Recurrent networks are the most brain-like and, ironically, the most difficult to train learning models. In my talk, I will propose that there could be fundamental parts and design methods missing in current neuromorphic learning models, which prevents them from performing on par with biology. I will give an overview of our rather heretic efforts to α) decipher the network-level principles of intelligence in a fundamentally new perspective that incorporates glial cells, the abundant yet long-neglected non-neuronal brain cells, and β) develop the next generation of less artificial, intrinsically intelligent, algorithms, that can be seamlessly integrated into newly developed neuromorphic hardware.
  In the first part of my talk, I will present our computational exploration of a fascinating possibility that a single astrocytic cell is monitoring the computational performance of neuronal networks. Specifically, I will propose a biophysically constrained model of an astrocyte that exhibits homeostatic plasticity and learns to become receptive of chaotic dynamics in its synaptic space, emulated as a modified 2-Dimensional Ising model. I will further show how an astrocyte, using the frequency of its intracellular calcium activity, can impose criticality in recurrent biological networks and their artificial counterparts, both of which are complex nonlinear dynamical systems that maximize their computational capacity at the edge of chaos, where systems can balance robustness and versatility.

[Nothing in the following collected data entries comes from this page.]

PR #787, opened 2023-03-21
Guard GraphQL Settings Lookup

### LINKED ISSUE #786: NoneType object has no attribute settings
[NOTE]: # ( ^^ Provide a general summary of the issue in the title above. ^^ )

**Description**
[NOTE]: # ( Describe the problem you're encountering. )
[TIP]:  # ( Do NOT share sensitive information, whether personal, proprietary, or otherwise! )

This broke our production build. Not every, but lots of requests failed due to newrelic framework_graphql

AttributeError: 'NoneType' object has no attribute 'settings'
  File "promise/promise.py", line 87, in try_catch
    return (handler(*args, **kwargs), None)
  File "graphql/execution/executor.py", line 127, in promise_executor
    return execute_operation(exe_context, exe_context.operation, root_value)
  File "newrelic/hooks/framework_graphql.py", line 108, in wrap_execute_operation
    settings = transaction.settings

**Expected Behavior**
[NOTE]: # ( Tell us what you expected to happen. )

It doesn't crash :)

**[Troubleshooting](https://discuss.newrelic.com/t/troubleshooting-frameworks/108787) or [NR Diag](https://docs.newrelic.com/docs/using-new-relic/cross-product-functions/troubleshooting/new-relic-diagnostics) results**
[NOTE]: # ( Provide any other relevant log data. )
[TIP]:  # ( Scrub logs and diagnostic information for sensitive information )

**Steps to Reproduce**
[NOTE]: # ( Please be as specific as possible. )
[TIP]:  # ( Link a sample application that demonstrates the issue. )
Any graphql query

**Your Environment**
[TIP]:  # ( Include as many relevant details about your environment as possible including the running version of New Relic software and any relevant configurations. )

newrelic 8.7.1 (This did NOT happen on 8.7.0)
graphene 2.1.6

**Additional context**
[TIP]:  # ( Add any other context about the problem here. For example, relevant community posts or support tickets. )

I know We're on an old version of graphene,  but still, one would hope patch version upgrades don't have breaking changes 🤣

TimPansino:
# Overview

* A bug was introduced in GraphQL instrumentation when not running within a transaction in v8.7.1.
* Adds a settings lookup guard to address this crash.

# Related Github Issue

Closes #786

### DIFF
--- a/newrelic/hooks/framework_graphql.py
+++ b/newrelic/hooks/framework_graphql.py
@@ -105,7 +105,6 @@ def bind_operation_v2(exe_context, operation, root_value):
 def wrap_execute_operation(wrapped, instance, args, kwargs):
     transaction = current_transaction()
     trace = current_trace()
-    settings = transaction.settings
 
     if not transaction:
         return wrapped(*args, **kwargs)
@@ -136,7 +135,8 @@ def wrap_execute_operation(wrapped, instance, args, kwargs):
     if operation.selection_set is not None:
         fields = operation.selection_set.selections
         # Ignore transactions for introspection queries
-        if not settings.instrumentation.graphql.capture_introspection_queries:
+        capture_introspection_queries = transaction and transaction.settings and transaction.settings.instrumentation and transaction.settings.instrumentation.graphql and transaction.settings.instrumentation.graphql.capture_introspection_queries
+        if not capture_introspection_queries:
             # If all selected fields are introspection fields
             if all(get_node_value(field, "name") in GRAPHQL_INTROSPECTION_FIELDS for field in fields):
                 ignore_transaction()
--- a/newrelic/hooks/framework_graphql.py
+++ b/newrelic/hooks/framework_graphql.py
@@ -135,14 +135,7 @@ def wrap_execute_operation(wrapped, instance, args, kwargs):
     if operation.selection_set is not None:
         fields = operation.selection_set.selections
         # Ignore transactions for introspection queries
-        capture_introspection_queries = (
-            transaction
-            and transaction.settings
-            and transaction.settings.instrumentation
-            and transaction.settings.instrumentation.graphql
-            and transaction.settings.instrumentation.graphql.capture_introspection_queries
-        )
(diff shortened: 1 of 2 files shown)


newrelic/hooks/framework_graphql.py
```diff
@@ -136,7 +135,14 @@ def wrap_execute_operation(wrapped, instance, args, kwargs):
     if operation.selection_set is not None:
         fields = operation.selection_set.selections
         # Ignore transactions for introspection queries
-        if not settings.instrumentation.graphql.capture_introspection_queries:
+        capture_introspection_queries = (
```
hmstepanek, line 138: Can't this just be left as it was before since the transaction we know must exist now if it got this far? Looking at other places in the code we don't seem to guard against the settings path not existing like this so wondering if this is really needed.
```
if not transaction.settings.instrumentation.graphql.capture_introspection_queries:
```

newrelic/hooks/framework_graphql.py
```diff
@@ -105,7 +105,6 @@ def bind_operation_v2(exe_context, operation, root_value):
 def wrap_execute_operation(wrapped, instance, args, kwargs):
     transaction = current_transaction()
     trace = current_trace()
```
hmstepanek, line 107: Do we need a no harm test for this case where we are not in a transaction?

hmstepanek (changes requested):
I had a couple suggestions here. I understand wanting to get this out ASAP so I'm cool if the writing of the test would be too much work and we just wanna skip it for now.

newrelic/hooks/framework_graphql.py
TimPansino: We do sometimes and sometimes not, it's a mixed bag of style across the agent. I'm not sure it's any safer as long as the top level settings exists so maybe we can leave it at that.

newrelic/hooks/framework_graphql.py
TimPansino: Added one.

hmstepanek (approved):

PR #789, opened 2023-03-28
User Tracking for Errors Inbox

umaannamalai:
This PR adds implementation and testing for the new `set_user_id` API to be used for user tracking with the errors inbox.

  In the second part of my talk, I will describe how we are translating our computational understanding of the role of the non-neuronal cells into recurrent neuronal networks. Specifically, I will describe how non-neuronal plasticity mechanisms can regulate an Izhikevich-type spiking neuronal network (SNN). I will further demonstrate that the distribution of network spike velocities significantly impacted the network’s oscillation frequency and synchronization, both of which are heavily linked to information processing and learning in the brain.
  I will conclude my presentation by describing our efforts to translate our findings into Intel’s Loihi, a neuromorphic research chip that is available in a handful of research sites in the world, including our Lab.